All records shown below should be given again, character for character.

* **RECORDS FOR THE TASK**
————

PR #381, opened 2014-02-28
Addind cleanstate funtions to euca

obino:
Euca didn't have the cleanup function implemented, which means that groups
and keys were left behind.


obino:
Not needed anymore since we switched to use the ec2_agent, and it correctly deletes the groups and keyname.

PR #401, opened 2014-07-03
Make sure the 'cert' directory exists.

obino:
While working on a docker instance, I got into an error copying the certs over since the cert directory didn't exist on the target. This was tested on that docker instance.


obino:
We do have a docker image already. CLosing this pull.

PR #423, opened 2015-02-11
Bump version to 2.2.0

nlake44:


nlake44:
Accidentally called it version 2.1.0, but should be 2.2.0.

PR #435, opened 2015-04-13
Fix inaccurate abort messages

cdonati:
Previously, it would always say "AppScale termination was cancelled" even if the user was aborting an "appscale up."


cdonati:
I tested with EC2 and GCE blacklisted instance types.

cdonati:
https://ocd.appscale.com:8080/job/Daily%20Build/452/

cdonati:
https://ocd.appscale.com:8080/job/Daily%20Build/859/

PR #442, opened 2015-04-21
Ssh keys

obino:
Don't override authorized_keys and remove duplicates.

### DIFF
--- a/lib/remote_helper.py
+++ b/lib/remote_helper.py
@@ -321,6 +321,8 @@ class RemoteHelper(object):
         cls.ssh(host, keyname, "sudo sed -n '/.*Please login/d; " \
           "w/root/.ssh/authorized_keys' {0}".format(temp_file.name),
           is_verbose, user=getpass.getuser())
+        cls.ssh(host, keyname, "sudo rm -f {0}".format(temp_file.name),
+          is_verbose, user=getpass.getuser())
         temp_file.close()
         return
       else:
@@ -336,6 +338,8 @@ class RemoteHelper(object):
         is_verbose, user='ubuntu')
       cls.ssh(host, keyname, "sudo sed -n '/.*Please login/d; " \
         "w/root/.ssh/authorized_keys' {0}".format(temp_file.name),
+        is_verbose, user='ubuntu')
+      cls.ssh(host, keyname, "sudo rm -f {0}".format(temp_file.name),
         is_verbose, user='ubuntu')
       temp_file.close()
     else:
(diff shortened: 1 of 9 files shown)


lib/remote_helper.py
```diff
@@ -313,8 +314,14 @@ def enable_root_login(cls, host, keyname, infrastructure, is_verbose):
       # logged-in user, so log in as that user to enable root login.
       if infrastructure == "gce":
         AppScaleLogger.log("Root login not enabled - enabling it now.")
-        cls.ssh(host, keyname, 'sudo cp ~/.ssh/authorized_keys /root/.ssh/',
+        temp_file = tempfile.NamedTemporaryFile()
```
cdonati: You probably don't need `tempfile` here since you don't need to make a temporary file on the machine running the tools. Maybe use `mktmp` as part of the ssh command.

lib/remote_helper.py
```diff
@@ -313,8 +314,14 @@ def enable_root_login(cls, host, keyname, infrastructure, is_verbose):
...
+        cls.ssh(host, keyname, "sudo sort -u ~/.ssh/authorized_keys " \
+          "/root/.ssh/authorized_keys -o {0}".format(temp_file.name),
           is_verbose, user=getpass.getuser())
+        cls.ssh(host, keyname, "sudo sed -n '/.*Please login/d; " \
+          "w/root/.ssh/authorized_keys' {0}".format(temp_file.name),
+          is_verbose, user=getpass.getuser())
```
cdonati: Would it make sense to make a single ssh call with `&&` separating the commands?

lib/remote_helper.py
```diff
@@ -313,8 +314,14 @@ def enable_root_login(cls, host, keyname, infrastructure, is_verbose):
       # logged-in user, so log in as that user to enable root login.
       if infrastructure == "gce":
         AppScaleLogger.log("Root login not enabled - enabling it now.")
-        cls.ssh(host, keyname, 'sudo cp ~/.ssh/authorized_keys /root/.ssh/',
+        temp_file = tempfile.NamedTemporaryFile()
+        cls.ssh(host, keyname, "sudo sort -u ~/.ssh/authorized_keys " \
```
cdonati: Don't the tools log in as root? Is `sudo` necessary?

lib/remote_helper.py
obino: Not sure how to make it easy to run mktemp remotely and catch the name of the file: pipes and redirections are tricky when using sudo. The remote file was left behind: I will have a patch to remove it. Thanks for catching it!

lib/remote_helper.py
obino: Personally I find long lines to be difficult to read and to debug. I will switch to IRC to check with you guys and see what's best.

PR #446, opened 2015-05-08
better error message when you put the wrong IP, and make the template…

nlake44:
… for cluster match the IP from VirtualBox


obino:
https://ocd.appscale.com:8080/job/Daily%20Build/124/ all good!

PR #465, opened 2015-11-12
Fix for all_ssh_key.

obino:


obino:
OCD run to check no regression somewhere else.

PR #466, opened 2015-11-18
Print the kind of exception we caught.

obino:
We now at least print the kind of exception we caught. Also make sure we
store the appcontroller crashlog for later viewing.

### DIFF
--- a/lib/appscale_logger.py
+++ b/lib/appscale_logger.py
@@ -100,7 +100,8 @@ class AppScaleLogger():
       conn.request('POST', '/upload', payload, cls.HEADERS)
       _ = conn.getresponse()
       conn.close()
-    except Exception:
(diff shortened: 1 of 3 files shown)


obino:
OCD run https://ocd.appscale.com:8080/job/Daily%20Build/733/

this run is not against master, so we can collect some crashlog for sure to see if it works.

obino:
OCD run https://ocd.appscale.com:8080/job/Daily%20Build/742/

menivaitsi:
Is there an example in the build log?

obino:
@menivaitsi  yes, if you look at https://ocd.appscale.com:8080/job/Hawkeye/2667/console and search for 

Saw Exception while looking for UAServer

you will see that's there (ie we capture the exception message).

PR #468, opened 2015-11-25
Don't look for the User App Server any longer

obino:
With the latest appscale the user app server sits on the login node. There is no need to discover it.


obino:
OCD run https://ocd.appscale.com:8080/job/Daily%20Build/784/

PR #472, opened 2015-12-05
Use system pyyaml

cdonati:
This pull removes the build scripts for Lucid and Wheezy since we won't be building system packages for them. As explained in the README, those systems can still install from source with `python setup.py install`.


cdonati:
https://ocd.appscale.com:8080/job/Daily%20Build/822/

————

* **ANSWER TO THIS PROBLEM**
PR #381, opened 2014-02-28
Addind cleanstate funtions to euca

obino:
Euca didn't have the cleanup function implemented, which means that groups
and keys were left behind.


obino:
Not needed anymore since we switched to use the ec2_agent, and it correctly deletes the groups and keyname.

PR #401, opened 2014-07-03
Make sure the 'cert' directory exists.

obino:
While working on a docker instance, I got into an error copying the certs over since the cert directory didn't exist on the target. This was tested on that docker instance.


obino:
We do have a docker image already. CLosing this pull.

PR #423, opened 2015-02-11
Bump version to 2.2.0

nlake44:


nlake44:
Accidentally called it version 2.1.0, but should be 2.2.0.

PR #435, opened 2015-04-13
Fix inaccurate abort messages

cdonati:
Previously, it would always say "AppScale termination was cancelled" even if the user was aborting an "appscale up."


cdonati:
I tested with EC2 and GCE blacklisted instance types.

cdonati:
https://ocd.appscale.com:8080/job/Daily%20Build/452/

cdonati:
https://ocd.appscale.com:8080/job/Daily%20Build/859/

PR #442, opened 2015-04-21
Ssh keys

obino:
Don't override authorized_keys and remove duplicates.

### DIFF
--- a/lib/remote_helper.py
+++ b/lib/remote_helper.py
@@ -321,6 +321,8 @@ class RemoteHelper(object):
         cls.ssh(host, keyname, "sudo sed -n '/.*Please login/d; " \
           "w/root/.ssh/authorized_keys' {0}".format(temp_file.name),
           is_verbose, user=getpass.getuser())
+        cls.ssh(host, keyname, "sudo rm -f {0}".format(temp_file.name),
+          is_verbose, user=getpass.getuser())
         temp_file.close()
         return
       else:
@@ -336,6 +338,8 @@ class RemoteHelper(object):
         is_verbose, user='ubuntu')
       cls.ssh(host, keyname, "sudo sed -n '/.*Please login/d; " \
         "w/root/.ssh/authorized_keys' {0}".format(temp_file.name),
+        is_verbose, user='ubuntu')
+      cls.ssh(host, keyname, "sudo rm -f {0}".format(temp_file.name),
         is_verbose, user='ubuntu')
       temp_file.close()
     else:
(diff shortened: 1 of 9 files shown)


lib/remote_helper.py
```diff
@@ -313,8 +314,14 @@ def enable_root_login(cls, host, keyname, infrastructure, is_verbose):
       # logged-in user, so log in as that user to enable root login.
       if infrastructure == "gce":
         AppScaleLogger.log("Root login not enabled - enabling it now.")
-        cls.ssh(host, keyname, 'sudo cp ~/.ssh/authorized_keys /root/.ssh/',
+        temp_file = tempfile.NamedTemporaryFile()
```
cdonati: You probably don't need `tempfile` here since you don't need to make a temporary file on the machine running the tools. Maybe use `mktmp` as part of the ssh command.

lib/remote_helper.py
```diff
@@ -313,8 +314,14 @@ def enable_root_login(cls, host, keyname, infrastructure, is_verbose):
...
+        cls.ssh(host, keyname, "sudo sort -u ~/.ssh/authorized_keys " \
+          "/root/.ssh/authorized_keys -o {0}".format(temp_file.name),
           is_verbose, user=getpass.getuser())
+        cls.ssh(host, keyname, "sudo sed -n '/.*Please login/d; " \
+          "w/root/.ssh/authorized_keys' {0}".format(temp_file.name),
+          is_verbose, user=getpass.getuser())
```
cdonati: Would it make sense to make a single ssh call with `&&` separating the commands?

lib/remote_helper.py
```diff
@@ -313,8 +314,14 @@ def enable_root_login(cls, host, keyname, infrastructure, is_verbose):
       # logged-in user, so log in as that user to enable root login.
       if infrastructure == "gce":
         AppScaleLogger.log("Root login not enabled - enabling it now.")
-        cls.ssh(host, keyname, 'sudo cp ~/.ssh/authorized_keys /root/.ssh/',
+        temp_file = tempfile.NamedTemporaryFile()
+        cls.ssh(host, keyname, "sudo sort -u ~/.ssh/authorized_keys " \
```
cdonati: Don't the tools log in as root? Is `sudo` necessary?

lib/remote_helper.py
obino: Not sure how to make it easy to run mktemp remotely and catch the name of the file: pipes and redirections are tricky when using sudo. The remote file was left behind: I will have a patch to remove it. Thanks for catching it!

lib/remote_helper.py
obino: Personally I find long lines to be difficult to read and to debug. I will switch to IRC to check with you guys and see what's best.

PR #446, opened 2015-05-08
better error message when you put the wrong IP, and make the template…

nlake44:
… for cluster match the IP from VirtualBox


obino:
https://ocd.appscale.com:8080/job/Daily%20Build/124/ all good!

PR #465, opened 2015-11-12
Fix for all_ssh_key.

obino:


obino:
OCD run to check no regression somewhere else.

PR #466, opened 2015-11-18
Print the kind of exception we caught.

obino:
We now at least print the kind of exception we caught. Also make sure we
store the appcontroller crashlog for later viewing.

### DIFF
--- a/lib/appscale_logger.py
+++ b/lib/appscale_logger.py
@@ -100,7 +100,8 @@ class AppScaleLogger():
       conn.request('POST', '/upload', payload, cls.HEADERS)
       _ = conn.getresponse()
       conn.close()
-    except Exception:
(diff shortened: 1 of 3 files shown)


obino:
OCD run https://ocd.appscale.com:8080/job/Daily%20Build/733/

this run is not against master, so we can collect some crashlog for sure to see if it works.

obino:
OCD run https://ocd.appscale.com:8080/job/Daily%20Build/742/

menivaitsi:
Is there an example in the build log?

obino:
@menivaitsi  yes, if you look at https://ocd.appscale.com:8080/job/Hawkeye/2667/console and search for 

Saw Exception while looking for UAServer

you will see that's there (ie we capture the exception message).

PR #468, opened 2015-11-25
Don't look for the User App Server any longer

obino:
With the latest appscale the user app server sits on the login node. There is no need to discover it.


obino:
OCD run https://ocd.appscale.com:8080/job/Daily%20Build/784/

PR #472, opened 2015-12-05
Use system pyyaml

cdonati:
This pull removes the build scripts for Lucid and Wheezy since we won't be building system packages for them. As explained in the README, those systems can still install from source with `python setup.py install`.


cdonati:
https://ocd.appscale.com:8080/job/Daily%20Build/822/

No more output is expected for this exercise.